* [DIRECTIONS]:
Give every entry again precisely as it appears.

(Dataset entries)

----

Issue #9, opened 2022-09-02
Add Cartridge class with implementation of some utilities


gallottino:
In the current situation we are reading all the info about the ROM in the main. It can be possible to add a cartridge struct in order to manage all the related behavior. More info [here](https://problemkaputt.de/gbatek.htm#gbacartridges).

simo498:
I'll take this issue

PR #22, opened 2022-09-04
Refactor of the Cartridge struct

simo498:
CartridgeHeader is now in the "Cartridge" file along with the "Cartridge" struct, which is respondible to take raw data and turn it in header fields and ROM (most of the fields are missing at the moment)

Cartridge takes the ROM data under the "rom" field in a reference counted ptr, so the type inside the ARM7TDMI implementation of the CPU was modified


gallottino:
This pull request is referring issue #9

src/cartridge_header.rs
```diff
@@ -1,62 +0,0 @@
-pub(crate) struct CartridgeHeader {
```
gallottino, line 1: You completely deleted a initial implementation of Cartridge Header. Can you merge this file with your new implementation?

src/cartridge.rs
```diff
@@ -0,0 +1,78 @@
...
+
+impl CartridgeHeader {
+    pub fn new(data: &[u8]) -> Self {
+        Self::verify_checksum(data).expect("Invalid checksum");
+        let title = String::from_utf8(data[0x00A0..0x00AC].to_vec()).expect("Invalid UTF-8 title");
+        if !title.is_ascii() {
+            panic!("Expected an ascii sequence");
+        }
+
+        /*fetch other data here*/
```
AlessandroGrassi99, line 21: Inconsistency in comment format.

It would be better to use the format
// Comment
or for docs
/// Comment

With a space between the slashes and the first word of the comment, and the first letter capitalized.

gallottino (changes requested):
We'll provide soon a guidelines for standard commit messages. The commit message like "minor changes" must completely to be avoid. In your case you can provide a pull request with just a commit.

src/cartridge_header.rs
simo498: I just moved it in the new file

simo498: Nevermind, I realized now that the implementation was changed, maybe it was added when I rebased the branch. I'll bring changes to the new file then

src/arm7tdmi.rs
```diff
@@ -1,9 +1,9 @@
-use std::fmt::Error;
+use std::{fmt::Error, rc::Rc};
 
 use crate::{condition::Condition, cpsr::Cpsr, cpu::Cpu};
 
 pub(crate) struct Arm7tdmi {
-    rom: Vec<u8>,
+    rom: Rc<Vec<u8>>,
```
guerinoni, line 6: Not sure we need `Rc` right now, but open to proposals :)

src/cartridge.rs
```diff
@@ -0,0 +1,78 @@
+use std::{
+    fs::File,
+    io::{self, Read},
+    rc::Rc,
+};
+
+///Contains all the information about the header of the cartridge
+pub(crate) struct CartridgeHeader {
```
guerinoni, line 8: The comment here doesn't add relevant information, is better to explain what is it or the behavior or other important thing, you are saying just is a thing that contains information.

I my opinion is better to keep in separated file just because if we will add tests it will be very long to read, but let's see what other members think.

src/cartridge.rs
```diff
@@ -0,0 +1,78 @@
...
+        println!("Title = {title}");
+
+        Self { title }
+    }
+
+    pub(crate) fn title(&self) -> &str {
+        self.title.as_str()
+    }
+
+    ///Verifies the header checksum
```
guerinoni, line 32: Is this comment important? As I wrote before, explain why checksum is important things to verify or other similar but just rewrite name of the function is only adding cognitive load.

guerinoni (changes requested):

src/arm7tdmi.rs
simo498: I agree it isn't needed, it was just to separate the ROM from the CPU itself and share the variable with the cartridge, a ref is also an idea. I don't think that the CPU itself should own memory stuff directly

gallottino: Personally I like it!

guerinoni: Probably will be owned by something like `InternalMemory` or sort of, for now I think `&` is enough but let's keep this if other people like it :)

simo498:
I should have got rid of most of the problems

guerinoni:
@simo498 it looks strange because I see my changes about CI here 🤔

simo498:
> @simo498 it looks strange because I see my changes about CI here 🤔 

Yeah i know, i don't actually know why they are in my commit, maybe after pulling updates from main?

guerinoni:
> > @simo498 it looks strange because I see my changes about CI here 🤔
> 
> Yeah i know, i don't actually know why they are in my commit, maybe after pulling updates from main?

Don't know what you did, but you can re-write your single commit with only you changes with a nice commit message because "Start refactoring" doesn't means nothing to other people that read that

simo498:
> > > @simo498 it looks strange because I see my changes about CI here 🤔
> > 
> > 
> > Yeah i know, i don't actually know why they are in my commit, maybe after pulling updates from main?
> 
> Don't know what you did, but you can re-write your single commit with only you changes with a nice commit message because "Start refactoring" doesn't means nothing to other people that read that

Did it👍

----

* [OUTPUT FOR THIS EXERCISE]:
Issue #9, opened 2022-09-02
Add Cartridge class with implementation of some utilities


gallottino:
In the current situation we are reading all the info about the ROM in the main. It can be possible to add a cartridge struct in order to manage all the related behavior. More info [here](https://problemkaputt.de/gbatek.htm#gbacartridges).

simo498:
I'll take this issue

PR #22, opened 2022-09-04
Refactor of the Cartridge struct

simo498:
CartridgeHeader is now in the "Cartridge" file along with the "Cartridge" struct, which is respondible to take raw data and turn it in header fields and ROM (most of the fields are missing at the moment)

Cartridge takes the ROM data under the "rom" field in a reference counted ptr, so the type inside the ARM7TDMI implementation of the CPU was modified


gallottino:
This pull request is referring issue #9

src/cartridge_header.rs
```diff
@@ -1,62 +0,0 @@
-pub(crate) struct CartridgeHeader {
```
gallottino, line 1: You completely deleted a initial implementation of Cartridge Header. Can you merge this file with your new implementation?

src/cartridge.rs
```diff
@@ -0,0 +1,78 @@
...
+
+impl CartridgeHeader {
+    pub fn new(data: &[u8]) -> Self {
+        Self::verify_checksum(data).expect("Invalid checksum");
+        let title = String::from_utf8(data[0x00A0..0x00AC].to_vec()).expect("Invalid UTF-8 title");
+        if !title.is_ascii() {
+            panic!("Expected an ascii sequence");
+        }
+
+        /*fetch other data here*/
```
AlessandroGrassi99, line 21: Inconsistency in comment format.

It would be better to use the format
// Comment
or for docs
/// Comment

With a space between the slashes and the first word of the comment, and the first letter capitalized.

gallottino (changes requested):
We'll provide soon a guidelines for standard commit messages. The commit message like "minor changes" must completely to be avoid. In your case you can provide a pull request with just a commit.

src/cartridge_header.rs
simo498: I just moved it in the new file

simo498: Nevermind, I realized now that the implementation was changed, maybe it was added when I rebased the branch. I'll bring changes to the new file then

src/arm7tdmi.rs
```diff
@@ -1,9 +1,9 @@
-use std::fmt::Error;
+use std::{fmt::Error, rc::Rc};
 
 use crate::{condition::Condition, cpsr::Cpsr, cpu::Cpu};
 
 pub(crate) struct Arm7tdmi {
-    rom: Vec<u8>,
+    rom: Rc<Vec<u8>>,
```
guerinoni, line 6: Not sure we need `Rc` right now, but open to proposals :)

src/cartridge.rs
```diff
@@ -0,0 +1,78 @@
+use std::{
+    fs::File,
+    io::{self, Read},
+    rc::Rc,
+};
+
+///Contains all the information about the header of the cartridge
+pub(crate) struct CartridgeHeader {
```
guerinoni, line 8: The comment here doesn't add relevant information, is better to explain what is it or the behavior or other important thing, you are saying just is a thing that contains information.

I my opinion is better to keep in separated file just because if we will add tests it will be very long to read, but let's see what other members think.

src/cartridge.rs
```diff
@@ -0,0 +1,78 @@
...
+        println!("Title = {title}");
+
+        Self { title }
+    }
+
+    pub(crate) fn title(&self) -> &str {
+        self.title.as_str()
+    }
+
+    ///Verifies the header checksum
```
guerinoni, line 32: Is this comment important? As I wrote before, explain why checksum is important things to verify or other similar but just rewrite name of the function is only adding cognitive load.

guerinoni (changes requested):

src/arm7tdmi.rs
simo498: I agree it isn't needed, it was just to separate the ROM from the CPU itself and share the variable with the cartridge, a ref is also an idea. I don't think that the CPU itself should own memory stuff directly

gallottino: Personally I like it!

guerinoni: Probably will be owned by something like `InternalMemory` or sort of, for now I think `&` is enough but let's keep this if other people like it :)

simo498:
I should have got rid of most of the problems

guerinoni:
@simo498 it looks strange because I see my changes about CI here 🤔

simo498:
> @simo498 it looks strange because I see my changes about CI here 🤔 

Yeah i know, i don't actually know why they are in my commit, maybe after pulling updates from main?

guerinoni:
> > @simo498 it looks strange because I see my changes about CI here 🤔
> 
> Yeah i know, i don't actually know why they are in my commit, maybe after pulling updates from main?

Don't know what you did, but you can re-write your single commit with only you changes with a nice commit message because "Start refactoring" doesn't means nothing to other people that read that

simo498:
> > > @simo498 it looks strange because I see my changes about CI here 🤔
> > 
> > 
> > Yeah i know, i don't actually know why they are in my commit, maybe after pulling updates from main?
> 
> Don't know what you did, but you can re-write your single commit with only you changes with a nice commit message because "Start refactoring" doesn't means nothing to other people that read that

Did it👍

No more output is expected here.